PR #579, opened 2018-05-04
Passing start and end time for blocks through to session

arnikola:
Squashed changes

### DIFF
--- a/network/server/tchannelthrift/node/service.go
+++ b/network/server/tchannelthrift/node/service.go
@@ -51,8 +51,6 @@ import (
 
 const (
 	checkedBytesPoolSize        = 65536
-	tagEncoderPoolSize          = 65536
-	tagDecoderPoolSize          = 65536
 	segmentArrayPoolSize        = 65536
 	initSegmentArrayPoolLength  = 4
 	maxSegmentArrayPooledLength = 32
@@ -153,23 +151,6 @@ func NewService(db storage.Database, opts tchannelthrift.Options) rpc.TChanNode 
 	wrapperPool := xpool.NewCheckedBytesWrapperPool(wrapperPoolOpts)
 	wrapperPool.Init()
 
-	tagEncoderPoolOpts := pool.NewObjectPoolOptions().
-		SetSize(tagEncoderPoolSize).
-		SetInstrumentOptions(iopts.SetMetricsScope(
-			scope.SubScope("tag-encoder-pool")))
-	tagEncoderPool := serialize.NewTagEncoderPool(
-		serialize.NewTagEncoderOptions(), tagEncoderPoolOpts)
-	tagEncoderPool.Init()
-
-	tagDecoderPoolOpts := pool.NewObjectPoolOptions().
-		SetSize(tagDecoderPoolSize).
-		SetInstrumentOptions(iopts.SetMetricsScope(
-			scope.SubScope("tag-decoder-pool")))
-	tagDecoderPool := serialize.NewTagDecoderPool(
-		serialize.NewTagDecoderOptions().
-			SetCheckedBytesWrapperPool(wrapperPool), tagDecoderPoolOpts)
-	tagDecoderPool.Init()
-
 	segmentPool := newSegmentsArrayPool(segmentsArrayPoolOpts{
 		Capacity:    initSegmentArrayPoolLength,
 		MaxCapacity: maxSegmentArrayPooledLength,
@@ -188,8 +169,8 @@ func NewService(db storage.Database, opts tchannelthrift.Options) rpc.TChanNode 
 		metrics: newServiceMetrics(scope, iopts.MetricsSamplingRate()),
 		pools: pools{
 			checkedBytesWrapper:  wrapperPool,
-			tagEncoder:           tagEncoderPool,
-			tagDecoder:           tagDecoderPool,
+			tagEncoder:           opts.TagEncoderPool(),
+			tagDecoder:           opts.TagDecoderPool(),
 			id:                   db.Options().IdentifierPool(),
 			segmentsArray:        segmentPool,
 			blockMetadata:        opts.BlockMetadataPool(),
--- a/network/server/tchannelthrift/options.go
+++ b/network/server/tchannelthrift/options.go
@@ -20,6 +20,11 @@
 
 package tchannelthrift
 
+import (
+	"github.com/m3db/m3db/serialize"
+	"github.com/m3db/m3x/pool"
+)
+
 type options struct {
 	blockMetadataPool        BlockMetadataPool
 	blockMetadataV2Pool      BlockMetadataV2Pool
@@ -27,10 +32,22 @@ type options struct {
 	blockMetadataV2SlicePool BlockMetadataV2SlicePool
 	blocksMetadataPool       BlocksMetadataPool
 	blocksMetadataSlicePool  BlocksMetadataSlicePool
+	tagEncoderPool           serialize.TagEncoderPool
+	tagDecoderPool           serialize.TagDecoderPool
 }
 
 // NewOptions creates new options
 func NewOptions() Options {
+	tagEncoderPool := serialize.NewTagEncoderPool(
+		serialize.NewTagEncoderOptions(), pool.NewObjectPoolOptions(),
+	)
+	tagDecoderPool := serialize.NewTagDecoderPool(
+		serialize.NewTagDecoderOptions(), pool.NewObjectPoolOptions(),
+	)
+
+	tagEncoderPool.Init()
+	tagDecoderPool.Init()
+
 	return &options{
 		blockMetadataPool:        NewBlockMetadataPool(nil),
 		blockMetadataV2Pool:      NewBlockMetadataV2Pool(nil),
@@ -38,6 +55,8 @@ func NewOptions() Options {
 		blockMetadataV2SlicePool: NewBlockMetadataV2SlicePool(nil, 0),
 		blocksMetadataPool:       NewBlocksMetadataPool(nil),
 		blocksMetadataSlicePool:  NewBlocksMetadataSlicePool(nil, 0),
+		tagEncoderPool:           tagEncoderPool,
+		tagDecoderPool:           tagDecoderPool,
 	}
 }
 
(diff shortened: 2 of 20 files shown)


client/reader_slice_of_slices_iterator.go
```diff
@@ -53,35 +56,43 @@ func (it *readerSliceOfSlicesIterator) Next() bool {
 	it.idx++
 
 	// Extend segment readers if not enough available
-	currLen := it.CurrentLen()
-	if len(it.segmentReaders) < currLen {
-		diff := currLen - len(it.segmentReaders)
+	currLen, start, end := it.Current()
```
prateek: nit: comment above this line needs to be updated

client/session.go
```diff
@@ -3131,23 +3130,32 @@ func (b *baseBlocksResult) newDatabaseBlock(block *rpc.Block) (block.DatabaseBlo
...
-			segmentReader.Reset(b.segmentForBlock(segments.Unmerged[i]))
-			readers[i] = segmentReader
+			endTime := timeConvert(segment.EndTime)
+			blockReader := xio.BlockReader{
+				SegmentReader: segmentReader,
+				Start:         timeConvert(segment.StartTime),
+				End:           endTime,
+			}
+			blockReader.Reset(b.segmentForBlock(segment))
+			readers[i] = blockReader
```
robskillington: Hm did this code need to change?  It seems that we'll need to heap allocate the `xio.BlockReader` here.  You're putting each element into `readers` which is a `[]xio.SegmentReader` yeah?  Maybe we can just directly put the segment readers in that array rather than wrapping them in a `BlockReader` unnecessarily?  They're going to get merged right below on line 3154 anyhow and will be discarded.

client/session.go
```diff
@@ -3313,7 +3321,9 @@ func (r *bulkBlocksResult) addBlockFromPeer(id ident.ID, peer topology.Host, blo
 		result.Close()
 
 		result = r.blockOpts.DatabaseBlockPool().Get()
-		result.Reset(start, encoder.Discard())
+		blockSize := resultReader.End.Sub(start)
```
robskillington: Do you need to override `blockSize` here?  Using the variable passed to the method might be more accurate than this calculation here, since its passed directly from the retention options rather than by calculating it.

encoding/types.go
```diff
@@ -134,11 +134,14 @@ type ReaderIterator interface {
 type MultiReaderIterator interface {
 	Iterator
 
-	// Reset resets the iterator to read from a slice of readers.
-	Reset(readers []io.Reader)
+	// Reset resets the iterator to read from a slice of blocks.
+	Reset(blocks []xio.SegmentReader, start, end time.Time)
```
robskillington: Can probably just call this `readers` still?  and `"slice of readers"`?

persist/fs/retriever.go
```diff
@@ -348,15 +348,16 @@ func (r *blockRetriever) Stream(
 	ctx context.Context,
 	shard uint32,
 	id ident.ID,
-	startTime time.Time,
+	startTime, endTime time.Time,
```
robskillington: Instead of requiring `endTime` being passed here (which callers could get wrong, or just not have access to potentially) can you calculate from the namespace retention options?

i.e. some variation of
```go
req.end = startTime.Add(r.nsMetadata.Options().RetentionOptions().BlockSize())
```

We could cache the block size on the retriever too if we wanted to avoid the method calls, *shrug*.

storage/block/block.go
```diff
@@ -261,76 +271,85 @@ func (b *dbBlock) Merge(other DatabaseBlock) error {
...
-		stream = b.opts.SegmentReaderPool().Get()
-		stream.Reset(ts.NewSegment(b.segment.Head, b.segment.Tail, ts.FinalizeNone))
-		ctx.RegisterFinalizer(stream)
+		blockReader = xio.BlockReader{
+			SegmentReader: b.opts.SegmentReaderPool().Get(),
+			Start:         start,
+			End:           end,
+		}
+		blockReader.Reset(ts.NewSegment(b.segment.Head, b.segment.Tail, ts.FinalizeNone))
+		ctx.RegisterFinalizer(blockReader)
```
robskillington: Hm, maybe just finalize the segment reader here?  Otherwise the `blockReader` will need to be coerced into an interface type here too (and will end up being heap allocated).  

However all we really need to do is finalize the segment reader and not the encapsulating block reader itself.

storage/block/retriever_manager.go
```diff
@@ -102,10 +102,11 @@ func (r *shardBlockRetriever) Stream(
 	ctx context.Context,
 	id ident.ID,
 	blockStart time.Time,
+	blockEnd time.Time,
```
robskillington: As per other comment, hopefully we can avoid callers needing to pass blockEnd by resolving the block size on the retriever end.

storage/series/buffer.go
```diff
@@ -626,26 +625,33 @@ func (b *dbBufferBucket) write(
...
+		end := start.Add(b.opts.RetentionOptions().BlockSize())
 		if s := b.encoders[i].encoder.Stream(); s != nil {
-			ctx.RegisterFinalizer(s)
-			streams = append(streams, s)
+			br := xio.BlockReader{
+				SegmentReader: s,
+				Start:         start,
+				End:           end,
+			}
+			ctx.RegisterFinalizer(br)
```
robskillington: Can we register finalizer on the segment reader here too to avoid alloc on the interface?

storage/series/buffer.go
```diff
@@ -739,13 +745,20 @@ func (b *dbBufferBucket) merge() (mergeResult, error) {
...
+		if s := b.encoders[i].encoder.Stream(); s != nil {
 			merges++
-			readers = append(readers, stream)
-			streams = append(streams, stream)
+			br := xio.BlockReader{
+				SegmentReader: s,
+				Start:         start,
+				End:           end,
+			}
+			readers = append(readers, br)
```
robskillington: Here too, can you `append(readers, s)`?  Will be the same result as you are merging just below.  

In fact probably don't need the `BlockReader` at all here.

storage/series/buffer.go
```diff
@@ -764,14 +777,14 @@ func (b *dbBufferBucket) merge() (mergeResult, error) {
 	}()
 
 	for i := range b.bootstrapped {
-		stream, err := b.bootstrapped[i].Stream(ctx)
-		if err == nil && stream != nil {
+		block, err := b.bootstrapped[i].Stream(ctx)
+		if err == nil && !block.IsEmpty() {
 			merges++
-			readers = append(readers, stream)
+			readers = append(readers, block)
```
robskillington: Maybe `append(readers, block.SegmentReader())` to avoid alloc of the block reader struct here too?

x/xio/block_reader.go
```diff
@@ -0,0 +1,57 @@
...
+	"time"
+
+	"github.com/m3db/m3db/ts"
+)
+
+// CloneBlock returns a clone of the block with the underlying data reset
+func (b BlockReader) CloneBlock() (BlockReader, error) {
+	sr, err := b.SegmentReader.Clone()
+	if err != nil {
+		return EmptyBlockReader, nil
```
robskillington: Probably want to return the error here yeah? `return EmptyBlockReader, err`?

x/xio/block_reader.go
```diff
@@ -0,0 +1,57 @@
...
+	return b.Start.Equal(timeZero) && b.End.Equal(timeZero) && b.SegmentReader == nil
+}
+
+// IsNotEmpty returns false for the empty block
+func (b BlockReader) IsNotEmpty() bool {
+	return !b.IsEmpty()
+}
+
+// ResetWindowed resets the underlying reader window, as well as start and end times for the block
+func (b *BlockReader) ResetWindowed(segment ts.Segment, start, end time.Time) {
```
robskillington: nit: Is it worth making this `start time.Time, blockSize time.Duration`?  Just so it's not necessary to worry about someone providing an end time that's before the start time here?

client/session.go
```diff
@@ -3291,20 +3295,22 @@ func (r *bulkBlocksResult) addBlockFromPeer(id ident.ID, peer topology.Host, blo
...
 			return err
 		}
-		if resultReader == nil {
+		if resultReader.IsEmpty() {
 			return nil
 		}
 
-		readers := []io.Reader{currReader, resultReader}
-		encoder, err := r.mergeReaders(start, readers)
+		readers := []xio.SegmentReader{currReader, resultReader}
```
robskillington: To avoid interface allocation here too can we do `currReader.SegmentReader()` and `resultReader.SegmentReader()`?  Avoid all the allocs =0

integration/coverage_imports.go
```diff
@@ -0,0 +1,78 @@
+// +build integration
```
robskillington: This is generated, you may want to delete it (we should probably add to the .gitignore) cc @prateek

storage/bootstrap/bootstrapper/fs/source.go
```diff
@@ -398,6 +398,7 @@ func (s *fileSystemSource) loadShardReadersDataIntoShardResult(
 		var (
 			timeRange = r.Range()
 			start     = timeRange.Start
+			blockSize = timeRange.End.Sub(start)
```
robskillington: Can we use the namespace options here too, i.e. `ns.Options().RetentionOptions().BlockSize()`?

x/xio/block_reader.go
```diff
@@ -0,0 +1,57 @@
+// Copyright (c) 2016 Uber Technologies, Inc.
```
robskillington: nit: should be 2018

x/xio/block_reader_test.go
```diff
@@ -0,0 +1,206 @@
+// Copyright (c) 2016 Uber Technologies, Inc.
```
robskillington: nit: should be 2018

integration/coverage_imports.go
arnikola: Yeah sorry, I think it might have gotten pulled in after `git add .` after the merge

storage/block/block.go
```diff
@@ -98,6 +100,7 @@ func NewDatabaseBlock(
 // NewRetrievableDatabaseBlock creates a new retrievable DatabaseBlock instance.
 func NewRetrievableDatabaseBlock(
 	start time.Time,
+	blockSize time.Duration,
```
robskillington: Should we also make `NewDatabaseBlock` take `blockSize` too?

◆ ◆ ◆

● THE TASK: Above are the records; copy every line in them that holds the word "wrapperPool".

● SOLUTION FOR THIS EXERCISE:
 	wrapperPool := xpool.NewCheckedBytesWrapperPool(wrapperPoolOpts)
 	wrapperPool.Init()
-			SetCheckedBytesWrapperPool(wrapperPool), tagDecoderPoolOpts)
 			checkedBytesWrapper:  wrapperPool,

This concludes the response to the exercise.